• _Information_:

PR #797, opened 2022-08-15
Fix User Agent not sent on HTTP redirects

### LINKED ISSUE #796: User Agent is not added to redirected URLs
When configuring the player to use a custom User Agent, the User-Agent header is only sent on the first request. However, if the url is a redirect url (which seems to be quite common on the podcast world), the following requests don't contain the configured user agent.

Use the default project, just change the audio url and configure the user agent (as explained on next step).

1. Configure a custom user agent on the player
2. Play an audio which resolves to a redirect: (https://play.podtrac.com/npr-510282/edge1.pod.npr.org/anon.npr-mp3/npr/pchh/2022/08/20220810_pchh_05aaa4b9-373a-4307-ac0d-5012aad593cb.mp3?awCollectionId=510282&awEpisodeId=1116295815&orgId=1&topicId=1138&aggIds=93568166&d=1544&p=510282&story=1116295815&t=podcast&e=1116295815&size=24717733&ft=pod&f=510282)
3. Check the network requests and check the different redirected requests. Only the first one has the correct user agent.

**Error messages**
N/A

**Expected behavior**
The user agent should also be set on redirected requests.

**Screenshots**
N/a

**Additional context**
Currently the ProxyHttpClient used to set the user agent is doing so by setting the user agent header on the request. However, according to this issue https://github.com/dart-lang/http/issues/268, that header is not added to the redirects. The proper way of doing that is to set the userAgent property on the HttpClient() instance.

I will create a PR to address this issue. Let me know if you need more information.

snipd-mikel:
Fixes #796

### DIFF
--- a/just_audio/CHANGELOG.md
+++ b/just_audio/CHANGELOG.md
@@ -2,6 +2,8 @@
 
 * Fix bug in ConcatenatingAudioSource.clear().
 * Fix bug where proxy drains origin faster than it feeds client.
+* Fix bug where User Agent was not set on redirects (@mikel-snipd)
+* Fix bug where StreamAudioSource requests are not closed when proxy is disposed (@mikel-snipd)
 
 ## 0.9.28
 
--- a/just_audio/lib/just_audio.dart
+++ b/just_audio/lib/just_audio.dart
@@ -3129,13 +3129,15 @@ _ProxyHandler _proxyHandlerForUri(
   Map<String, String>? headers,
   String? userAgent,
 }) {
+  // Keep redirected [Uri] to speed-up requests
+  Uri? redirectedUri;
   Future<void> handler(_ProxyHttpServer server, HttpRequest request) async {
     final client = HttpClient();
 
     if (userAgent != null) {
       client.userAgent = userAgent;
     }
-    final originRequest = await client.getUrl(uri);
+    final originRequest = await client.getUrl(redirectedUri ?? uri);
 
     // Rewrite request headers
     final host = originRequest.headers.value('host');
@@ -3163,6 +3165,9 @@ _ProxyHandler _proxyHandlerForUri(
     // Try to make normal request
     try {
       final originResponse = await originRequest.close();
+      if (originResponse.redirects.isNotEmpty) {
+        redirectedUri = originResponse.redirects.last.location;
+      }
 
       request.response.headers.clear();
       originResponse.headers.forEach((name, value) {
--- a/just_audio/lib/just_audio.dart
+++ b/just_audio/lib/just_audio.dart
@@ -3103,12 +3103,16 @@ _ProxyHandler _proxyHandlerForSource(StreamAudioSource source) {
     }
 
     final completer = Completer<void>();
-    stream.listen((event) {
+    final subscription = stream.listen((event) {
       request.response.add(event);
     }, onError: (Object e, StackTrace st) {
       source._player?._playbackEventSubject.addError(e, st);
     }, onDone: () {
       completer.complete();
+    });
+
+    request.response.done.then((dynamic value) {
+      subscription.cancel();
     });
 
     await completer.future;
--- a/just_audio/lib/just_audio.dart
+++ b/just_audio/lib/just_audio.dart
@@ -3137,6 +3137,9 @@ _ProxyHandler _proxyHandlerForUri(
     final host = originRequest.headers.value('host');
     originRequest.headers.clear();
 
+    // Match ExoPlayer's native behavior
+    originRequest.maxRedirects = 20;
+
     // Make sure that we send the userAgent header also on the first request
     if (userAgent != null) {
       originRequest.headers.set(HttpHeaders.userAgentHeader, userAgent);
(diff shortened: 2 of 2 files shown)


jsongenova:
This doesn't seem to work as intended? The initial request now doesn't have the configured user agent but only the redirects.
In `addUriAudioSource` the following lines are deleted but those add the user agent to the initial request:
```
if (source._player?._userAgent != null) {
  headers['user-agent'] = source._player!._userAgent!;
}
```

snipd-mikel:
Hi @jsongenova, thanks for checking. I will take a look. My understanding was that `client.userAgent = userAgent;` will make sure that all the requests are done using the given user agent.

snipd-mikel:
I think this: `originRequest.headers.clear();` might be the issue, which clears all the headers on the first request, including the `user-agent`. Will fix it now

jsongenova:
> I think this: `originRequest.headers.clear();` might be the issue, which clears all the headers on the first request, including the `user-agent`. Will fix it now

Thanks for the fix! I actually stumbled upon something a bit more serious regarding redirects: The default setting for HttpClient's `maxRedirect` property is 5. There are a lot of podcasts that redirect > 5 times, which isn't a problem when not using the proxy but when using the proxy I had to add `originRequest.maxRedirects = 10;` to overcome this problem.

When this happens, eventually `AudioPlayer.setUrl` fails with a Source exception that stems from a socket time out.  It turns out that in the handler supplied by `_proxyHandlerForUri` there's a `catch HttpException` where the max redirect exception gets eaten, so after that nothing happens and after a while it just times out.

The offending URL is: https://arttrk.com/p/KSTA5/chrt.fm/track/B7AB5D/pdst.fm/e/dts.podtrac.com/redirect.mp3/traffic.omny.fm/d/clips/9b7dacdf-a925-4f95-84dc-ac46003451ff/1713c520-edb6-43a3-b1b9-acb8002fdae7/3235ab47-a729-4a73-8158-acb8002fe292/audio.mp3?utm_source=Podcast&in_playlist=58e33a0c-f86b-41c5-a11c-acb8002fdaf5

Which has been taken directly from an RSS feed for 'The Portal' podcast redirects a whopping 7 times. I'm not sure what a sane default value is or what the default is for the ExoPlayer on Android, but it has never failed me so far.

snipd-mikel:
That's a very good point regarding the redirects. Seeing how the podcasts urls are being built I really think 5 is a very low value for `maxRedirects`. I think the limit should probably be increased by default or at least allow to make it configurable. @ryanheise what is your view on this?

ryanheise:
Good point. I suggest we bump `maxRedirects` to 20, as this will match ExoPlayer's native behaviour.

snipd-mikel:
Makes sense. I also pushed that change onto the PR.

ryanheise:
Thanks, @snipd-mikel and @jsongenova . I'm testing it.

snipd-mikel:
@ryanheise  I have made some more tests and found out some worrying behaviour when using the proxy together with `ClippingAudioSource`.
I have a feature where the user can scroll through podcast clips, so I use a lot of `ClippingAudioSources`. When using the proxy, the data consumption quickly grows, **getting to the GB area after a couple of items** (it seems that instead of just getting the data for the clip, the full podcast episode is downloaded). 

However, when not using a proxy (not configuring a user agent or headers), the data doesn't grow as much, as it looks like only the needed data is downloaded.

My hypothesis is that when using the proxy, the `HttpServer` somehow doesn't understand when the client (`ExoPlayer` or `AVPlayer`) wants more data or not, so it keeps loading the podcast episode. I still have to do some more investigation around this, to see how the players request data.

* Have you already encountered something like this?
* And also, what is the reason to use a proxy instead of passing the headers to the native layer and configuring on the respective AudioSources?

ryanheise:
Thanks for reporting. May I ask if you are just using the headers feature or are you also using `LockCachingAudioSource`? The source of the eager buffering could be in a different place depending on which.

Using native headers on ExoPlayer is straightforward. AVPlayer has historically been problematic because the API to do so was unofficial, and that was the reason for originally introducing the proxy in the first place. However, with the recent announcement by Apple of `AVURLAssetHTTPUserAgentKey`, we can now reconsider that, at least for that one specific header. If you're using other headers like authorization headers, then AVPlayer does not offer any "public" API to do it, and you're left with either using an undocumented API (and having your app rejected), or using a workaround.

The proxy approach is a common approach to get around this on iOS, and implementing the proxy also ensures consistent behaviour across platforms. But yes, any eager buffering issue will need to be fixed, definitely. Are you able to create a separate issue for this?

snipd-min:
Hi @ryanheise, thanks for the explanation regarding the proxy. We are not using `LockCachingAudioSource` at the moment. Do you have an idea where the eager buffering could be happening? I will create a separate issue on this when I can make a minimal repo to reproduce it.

• _Work instructions_: The lines above, from the first through the one containing "2. Play an audio", must be restated word for word, with nothing added.

• _Expected answer_:
PR #797, opened 2022-08-15
Fix User Agent not sent on HTTP redirects

### LINKED ISSUE #796: User Agent is not added to redirected URLs
When configuring the player to use a custom User Agent, the User-Agent header is only sent on the first request. However, if the url is a redirect url (which seems to be quite common on the podcast world), the following requests don't contain the configured user agent.

Use the default project, just change the audio url and configure the user agent (as explained on next step).

1. Configure a custom user agent on the player
2. Play an audio which resolves to a redirect: (https://play.podtrac.com/npr-510282/edge1.pod.npr.org/anon.npr-mp3/npr/pchh/2022/08/20220810_pchh_05aaa4b9-373a-4307-ac0d-5012aad593cb.mp3?awCollectionId=510282&awEpisodeId=1116295815&orgId=1&topicId=1138&aggIds=93568166&d=1544&p=510282&story=1116295815&t=podcast&e=1116295815&size=24717733&ft=pod&f=510282)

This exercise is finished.